Part 3: Recreating the training data

Part 3: Recreating the training data

We use the same synthetic UK motor portfolio from Module 3. Load it from insurance-datasets — the base data is identical to Modules 2 and 3.

The superadditive interaction between young drivers (under 25) and high vehicle groups (above 35) is the signal the GBM finds that the GLM misses. We add it here as a feature column for validation purposes — we know it exists because we can see it in the data, and the SHAP analysis will confirm the GBM has learned it.

In a new cell, type this and run it (Shift+Enter):

%md
## Part 3: Data preparation

Running a cell that starts with %md renders it as formatted markdown text in the notebook. This keeps your notebook organised with visible section headings.

Now in a new cell, type this and run it (Shift+Enter):

from insurance_datasets import load_motor
import polars as pl
import numpy as np

# Same portfolio used in Modules 2 and 3
df = pl.from_pandas(load_motor(n_policies=100_000, seed=42))

# Feature engineering for Module 4 SHAP analysis
df = df.with_columns(
    (
        (pl.col("driver_age") < 25) & (pl.col("vehicle_group") > 35)
    ).cast(pl.Int32).alias("young_high_vg"),
    (pl.col("conviction_points") > 0).cast(pl.Int32).alias("has_convictions"),
)

print(f"Rows:            {len(df):,}")
print(f"Total claims:    {df['claim_count'].sum():,}")
print(f"Total exposure:  {df['exposure'].sum():,.0f} policy-years")
print(f"Claim frequency: {df['claim_count'].sum() / df['exposure'].sum():.4f}")
df.head(3)

The output looks like:

Rows:            100,000
Total claims:    ~7,500
Total exposure:  ~97,000 policy-years
Claim frequency: 0.077

A claim frequency around 7-8% on a motor book is realistic for a standard UK personal lines portfolio.

Now add the engineered features. In a new cell, type this and run it (Shift+Enter):

# Final feature list for the frequency model
FREQ_FEATURES = ["area", "ncd_years", "has_convictions", "vehicle_group", "driver_age", "annual_mileage"]
CAT_FEATURES  = ["area", "has_convictions"]
CONT_FEATURES = ["ncd_years", "vehicle_group", "driver_age", "annual_mileage"]
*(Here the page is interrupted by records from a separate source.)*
PR #480, opened 2026-06-10
Fix get_var_by_attr never matching falsy attribute values (#478)

### LINKED ISSUE #478: get_var_by_attr never matches falsy attribute values (valid_min=0, empty strings) due to truthiness short-circuit
`ERDDAP.get_var_by_attr` can never match a variable whose attribute value is falsy — `valid_min=0`, `valid_min=0.0`, `comment=""`, `flag_values=0`, etc. The matching guard short-circuits on the attribute's truthiness before comparing it, so `e.get_var_by_attr(dataset_id, valid_min=0)` silently returns no matches even when variables carry exactly that attribute value.

## Environment

- erddapy `3.2.2.dev7+gebc4ebb57` (commit `ebc4ebb570effd823ca94dce9f903152a204b326`, current HEAD)
- Windows 11 Pro, Python 3.14.5
- pandas 3.0.3, numpy 2.4.6, netCDF4 1.7.4

## Reproduction

The matching loop is exercised in isolation here (the method itself needs a live server for `_get_variables`, but the defect is entirely in this loop). `match` below is a verbatim copy of the loop at `erddapy/erddapy.py:546-555`:

```python
def match(var: dict, kwargs: dict) -> bool:
    """Exact copy of the matching loop in ERDDAP.get_var_by_attr."""
    has_value_flag = False
    for k, v in kwargs.items():
        if callable(v):
            has_value_flag = v(var.get(k, None))
            if not has_value_flag:
                break
        elif var.get(k) and var.get(k) == v:  # <-- buggy guard
            has_value_flag = True
        else:
            has_value_flag = False
            break
    return has_value_flag


print("valid_min == 0 :", match({"valid_min": 0}, {"valid_min": 0}))      # want True
print("comment == ''  :", match({"comment": ""}, {"comment": ""}))        # want True
print("flag=='active' :", match({"flag": "active"}, {"flag": "active"}))  # want True
```

Run with `python repro.py`.

## Observed output

```
valid_min == 0 : False
comment == ''  : False
flag=='active' : True
```

## Expected

All three should be `True`. The code comments that it is "Virtually the same code as the netCDF4 counterpart" (`erddapy/erddapy.py:541`), and netCDF4's `Dataset.get_variables_by_attributes` uses a presence check plus plain equality (`hasattr(var, k) and getattr(var, k) == v`), which matches falsy values correctly. erddapy's port added a truthiness guard that diverges from those semantics.

## Root cause

`erddapy/erddapy.py:551`:

```python
elif var.get(k) and var.get(k) == v:
    has_value_flag = True
```

`var.get(k)` evaluates falsy for `0`, `0.0`, and `""`, so the equality test is never reached for those values.

## Proposed fix

```python
elif k in var and var[k] == v:
    has_value_flag = True
```

This preserves the "attribute must exist" intent (a missing attribute still does not match `None`) while allowing falsy values to match, restoring parity with netCDF4. No existing test expectations encode the buggy behavior; a small unit test covering `valid_min=0` and an empty-string attribute would lock in the fix.

Caveat on severity: this only bites when querying on attributes that legitimately hold falsy values (e.g. `valid_min=0`), which is an uncommon but valid use of the API — low severity, but the failure is silent (empty result rather than an error), which makes it easy to misread as "no such variable".

## Related

Distinct from the old closed #2 and #30, which touched `get_var_by_attr` for unrelated reasons.

Happy to submit a PR for this if useful.

consigcody94:
# Fix `get_var_by_attr` never matching falsy attribute values

## Summary

`ERDDAP.get_var_by_attr` could never match a variable whose attribute value is falsy — e.g. `valid_min=0`, `valid_min=0.0`, or an empty-string `comment` — even when the requested value compared equal. The method is documented as mirroring netCDF4-python's `get_variables_by_attributes`, which matches these values fine.

Fixes #478

## Root cause

The matching branch in `erddapy/erddapy.py` read `elif var.get(k) and var.get(k) == v:` — the leading `var.get(k)` truthiness guard short-circuits to `False` for any falsy attribute value before the equality test runs.

## What the fix changes

- `erddapy/erddapy.py`: the branch becomes `elif k in var and var[k] == v:` — a presence check plus plain equality, so falsy values match while a genuinely absent attribute still does not (including searching for `v=None`).
- `tests/test_url_builder.py`: adds `test_get_var_by_attr_falsy_attribute_values`, an offline test that stubs `_get_variables` with a fake dataset and asserts `valid_min=0` and `comment=""` match the right variable (and a truthy value still matches as before).

## Test evidence

Regression test on the base branch (fix reverted):

```
>       assert matches == ["salt"]
E       AssertionError: assert [] == ['salt']
FAILED tests/test_url_builder.py::test_get_var_by_attr_falsy_attribute_values
1 failed in 10.90s
```

With the fix applied, the offline suite (`pytest -m "not web" --ignore=tests/test_to_objects.py`, Windows 11 / Python 3.14):

```
16 passed, 24 deselected
```

(baseline on `main` before this PR: 15 passed, 24 deselected — the 1 new test accounts for the difference; no existing test changed behavior). `test_to_objects.py` is excluded only because `iris` has no Python 3.14 wheel in this environment.

🤖 Generated with [Claude Code](https://claude.com/claude-code)

### DIFF
--- a/erddapy/erddapy.py
+++ b/erddapy/erddapy.py
@@ -546,7 +546,7 @@ class ERDDAP:
                     has_value_flag = v(var.get(k, None))
                     if not has_value_flag:
                         break
-                elif var.get(k) and var.get(k) == v:
+                elif k in var and var[k] == v:
                     has_value_flag = True
                 else:
                     has_value_flag = False
--- a/tests/test_url_builder.py
+++ b/tests/test_url_builder.py
@@ -259,6 +259,30 @@ def test_get_var_by_attr(e):
     ]
 
 
+def test_get_var_by_attr_falsy_attribute_values(e, monkeypatch):
+    """Test that get_var_by_attr can match falsy values like 0 and ""."""
+    datasets = {
+        "fake_dataset": {
+            "salt": {"valid_min": 0, "comment": ""},
+            "temp": {"valid_min": 2.5, "comment": "in-situ"},
+        },
+    }
+
+    def _get_variables(dataset_id):
+        return datasets[dataset_id]
+
+    monkeypatch.setattr(e, "_get_variables", _get_variables)
+
+    matches = e.get_var_by_attr(dataset_id="fake_dataset", valid_min=0)
+    assert matches == ["salt"]
+
+    matches = e.get_var_by_attr(dataset_id="fake_dataset", comment="")
+    assert matches == ["salt"]
+
+    matches = e.get_var_by_attr(dataset_id="fake_dataset", valid_min=2.5)
+    assert matches == ["temp"]
+
+
 @pytest.mark.web
 @pytest.mark.vcr
 def test_download_url_distinct(e):


ocefpaf:
See https://github.com/ioos/erddapy/issues/477#issuecomment-4679323953

PR #481, opened 2026-06-11
replace the pacioos server in all examples

ocefpaf:
Let's replace everywhere and not only in the big dataset request.
Follow up to #476.


ocefpaf:
Hopefully it is a transient failure with teh ifremer server. Merging this one.

PR #487, opened 2026-06-29
refactor servers_list

ocefpaf:
In this PR we try to never load the server list unless we are about to use it and make it semi-private. Users can still initialize it if they need, but it was never intended to be a public feature.

Help mitigate https://github.com/euroargodev/argopy/issues/645.

### DIFF
--- a/.pre-commit-config.yaml
+++ b/.pre-commit-config.yaml
@@ -54,7 +54,7 @@ repos:
     - id: add-trailing-comma
 
 - repo: https://github.com/astral-sh/ruff-pre-commit
-  rev: v0.15.18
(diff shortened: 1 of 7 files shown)


ocefpaf:
@jemrobinson and @gmaze would this help solve https://github.com/euroargodev/argopy/issues/645?

jemrobinson:
@ocefpaf: I haven't tested it, but yes, I think this might work. Thank you!

ocefpaf:
I'll merge and mint a new release. Note that this is kind of a breaking change, but the server list functionality was never really meant for public use anyway.

PR #508, opened 2026-09-08
Consolidate deps in pyproject.toml

ocefpaf:
This should make the project dependencies a bit easier to manage.

I was going to use pixi here originally, but it turns out it was simpler to use just PyPI packages for once.


tests/test_url_builder.py
```diff
@@ -238,10 +237,10 @@ def test_download_url_relative_constraints(e):
 
 def test_download_url_relative_constraints_non_coordinate(e):
     """Test download URL with relative constraints."""
-    dataset_id = "OBIS"
```
ocefpaf, line 241: @MathewBiddle was this dataset removed from https://erddap.ioos.us/erddap/ or am I hitting some temporary connection issues?

MathewBiddle: Yeah, I needed to pull down some of those test datasets. I didn't realize they were getting harvested upstream. 

I was back and forth on how to pull them from the harvest. We have two ways:
1. Remove the dataset from ERDDAP.  (What I chose) 
2. Explicitly don't create an ISO metadata record for harvesting. See [docs](https://erddap.github.io/docs/server-admin/datasets#iso19115file).

Should we continue hosting that test dataset for this purpose? Or, just not make ISO so the metadata doesn't get picked up?

ocefpaf: There is no need to re-add it for my tests here. I just wanted to confirm before re-writing the tests. I can rewrite them and use something else. Thanks for the clarification!

MathewBiddle: As a test, I removed the ISO metadata from this dataset: https://erddap.ioos.us/erddap/info/etopo5_EDDGridCopy/index.html

The dataset is still available, you just can't get the ISO metadata response.

PR #511, opened 2026-09-14
Loosen url check on class

### LINKED ISSUE #510: Cannot create ERDDAP with a localhot
Hi,

With CI tests at https://github.com/euroargodev/argopy we use a mocked http server to avoid having tests to fail just because some erddap server would be offline.

However, I noticed in the 3.3 release that Erddapy now raises an error with non-official Erddap server url.
Basically our mocked http server (which is a local address like `http://127.0.0.1:9898`) is not in the awesome-erddap list.

Would it be possible to implement some bypassing of servers() ?
(Happy to push a PR on this)

ocefpaf:
Fixes #510.

We still need to check if it is a valid server, if not try the Awesome ERDDAP list of acronyms, then fallback to whatever the user provided. We still need to be strict in the xarray backend though. If we aren't checking for the `/erddap` string there we may hijack OPeNDAP, https requests, etc. this is a thorn issue and we want to load intro xarray only the URLs that we are 100% sure are ERDDAP.


gmaze (commented):
Hi @ocefpaf 
An intermediate approach for very specific use-cases like https://github.com/ioos/erddapy/issues/510 would consistent in adding some kwarg to by pass the known server check.
So no change in signature and behaviour but a by-pass for third-party developers.

ocefpaf:
I thought about that, but then we have to rely on users to do that and, there are valid ERDDAP servers that break that rule. In the end, there will be an error anyway if it is not ERDDAP. That check was meant for the xarray-backend only anyway.

PR #499, opened 2022-12-22
Rename assessment_name contact field to assessment_reminder_name

rudigiesler:
Having it be assessment_name overwrites the metadata field that we're using to keep state in the assessments, so we can't use it as a contact field name, so I've renamed it to fix that


KaitCrawford (approved):
👍

PR #500, opened 2022-12-22
Swap the locus of control and sexual health literacy assessments

megh-k:


yal/assessments.py
```diff
@@ -65,7 +65,7 @@ async def state_survey_question(self):
 
         section = str(metadata.get("assessment_section", "1"))
 
-        assessment_name = metadata.get("assessment_name", "sexual_health_literacy")
+        assessment_name = metadata.get("assessment_name", "locus_of_control")
```
KaitCrawford, line 68: This seems like a generic assessment application, why are we setting specific assessment names here?

KaitCrawford (approved):
👍 you can merge but could you just answer my question so that I understand that piece 🙏

yal/assessments.py
megh-k: @KaitCrawford this is because its the first assessment, @rudigiesler can probably give more specifics?

rudigiesler: It was because this used to be for just one assessment, `sexual_health_literacy`. I didn't have time to go through and find everywhere where it was being called, and set the `assessment_name`, so I had it set to a default assessment if no specific assessment was set.

PR #510, opened 2023-01-05
Send the user to a generic state that asks them what they would like …

megh-k:
…to do next after the assessments

### DIFF
--- a/yal/main.py
+++ b/yal/main.py
@@ -2,8 +2,8 @@ import asyncio
 import logging
 
 from vaccine.models import Message
-from vaccine.states import EndState
-from vaccine.utils import random_id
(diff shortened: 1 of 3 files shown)


KaitCrawford (commented):
Sorry to be a pain but we should really have tests for every assessment end state going to the generic message.
Otherwise it looks good

KaitCrawford (commented):
Sorry to be pedantic but please add tests for the "ask a question" and "update settings" buttons as well

KaitCrawford (approved):
👍 looks good.
but I'd ask that you pls don't land this PR until my one has passed QA 🙏 Mine must urgently be released today so we need to keep the main branch clear in case there are issues

PR #522, opened 2023-01-24
Fix loop in please call me by removing emergency keyword that creates a loop

megh-k:


KaitCrawford (approved):
👍 Did you check this with whoever drew up the list of emergency keywords?

megh-k:
@KaitCrawford I checked with Chuk and he said its not a problem :)

PR #531, opened 2023-02-01
Add script to update the rapidpro contacts persona_emoji

megh-k:


yal/scripts/update_rapidpro_contacts_persona_emoji.py
```diff
@@ -0,0 +1,63 @@
...
+import emoji
+import requests
+
+from yal.utils import extract_first_emoji
+
+
+def get_arguments() -> argparse.Namespace:
+    parser = argparse.ArgumentParser(
+        description="Pretends to be a webhook from whatsapp for a template message "
+        "button click with payload"
```
rudigiesler, line 13: Should probably change this description to something that matches what this does.

yal/scripts/update_rapidpro_contacts_persona_emoji.py
```diff
@@ -0,0 +1,63 @@
...
+    )
+    parser.add_argument("url", help="Base URL for the transport")
```
rudigiesler, line 15: for the RapidPro API?

yal/scripts/update_rapidpro_contacts_persona_emoji.py
```diff
@@ -0,0 +1,63 @@
...
+    rapidpro_base_api_url = arguments.url
+    api_token = arguments.api_token
+
+    response = requests.get(
+        f"{rapidpro_base_api_url}/api/v2/contacts.json",
+        headers={"Authorization": f"Token {api_token}"},
+    )
+    response = response.json()
+
+    for contact in response["results"]:
```
rudigiesler, line 31: This doesn't seem to handle pagination. I think we'll have to go through all the pages to get all the contacts. The way I like doing pagination is something like:
```python
list_contacts_url = f"{rapidpro_base_api_url}/api/v2/contacts.json"

while list_contacts_url:
   response = requests.get(list_contacts_url, ...).json()
   for contact is response["results"]:
       ...
   list_contacts_url = response["next"]
```

yal/scripts/update_rapidpro_contacts_persona_emoji.py
```diff
@@ -0,0 +1,63 @@
...
+        if (
+            not emoji.is_emoji(contact["fields"]["persona_emoji"])
+            and contact["fields"]["persona_emoji"] != "Skip"
+            and contact["fields"]["persona_emoji"] is not None
+        ):
+            new_persona_emoji = extract_first_emoji(contact["fields"]["persona_emoji"])
```
rudigiesler, line 37: We should probably check if `persona_emoji == new_persona_emoji`, and if so, we can skip the request to update the contact, to avoid updating the field unnecessarily (especially since we think this applies to a small amount of contacts)

yal/scripts/update_rapidpro_contacts_persona_emoji.py
```diff
@@ -0,0 +1,63 @@
...
+    response = requests.get(
+        f"{rapidpro_base_api_url}/api/v2/contacts.json",
+        headers={"Authorization": f"Token {api_token}"},
+    )
+    response = response.json()
+
+    for contact in response["results"]:
+        if (
+            not emoji.is_emoji(contact["fields"]["persona_emoji"])
+            and contact["fields"]["persona_emoji"] != "Skip"
```
rudigiesler, line 34: Should this maybe be a case insensitive check? So a:
```python
not emoji.is_emoji(contact["fields"]["persona_emoji"])
and contact["fields"]["persona_emoji"]
and contact["fields"]["persona_emoji"].lower() != "skip"
```

yal/scripts/update_rapidpro_contacts_persona_emoji.py
rudigiesler: Ah right, yeah I can't think of any values where it would make it into the if and not be changed

rudigiesler (approved):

print("Feature lists set:")
print(f"  FREQ_FEATURES: {FREQ_FEATURES}")
print(f"  CAT_FEATURES:  {CAT_FEATURES}")
print(f"  CONT_FEATURES: {CONT_FEATURES}")

You will see the feature list printed. No errors means the feature engineering worked.

Why the feature set differs from Module 3: Module 3 uses conviction_points as a categorical feature with four levels (0, 3, 6, 9). Module 4 uses has_convictions (binary: any conviction or none) instead. The binary flag is simpler to present in SHAP factor tables — a two-row table (0 and 1) is cleaner for a pricing committee than a four-row table where three of the four levels have sparse data. In practice you would test both encodings; for SHAP extraction the binary flag is preferable.

Module 4 also adds annual_mileage, which was not in Module 3's feature set. annual_mileage is in the base dataset from load_motor() and is a genuine risk factor. The GLM in Module 2 uses a minimal factor set to demonstrate the GLM workflow clearly; the GBM and SHAP analysis benefit from richer features because the GBM can find non-linear effects and interactions across more variables.

Why conviction_points becomes has_convictions: The raw conviction points (0, 3, 6, 9) contain ordinal information, but the most important split is clean vs. any conviction. A binary flag is simpler and more interpretable for committee presentation. In practice you would test both encodings.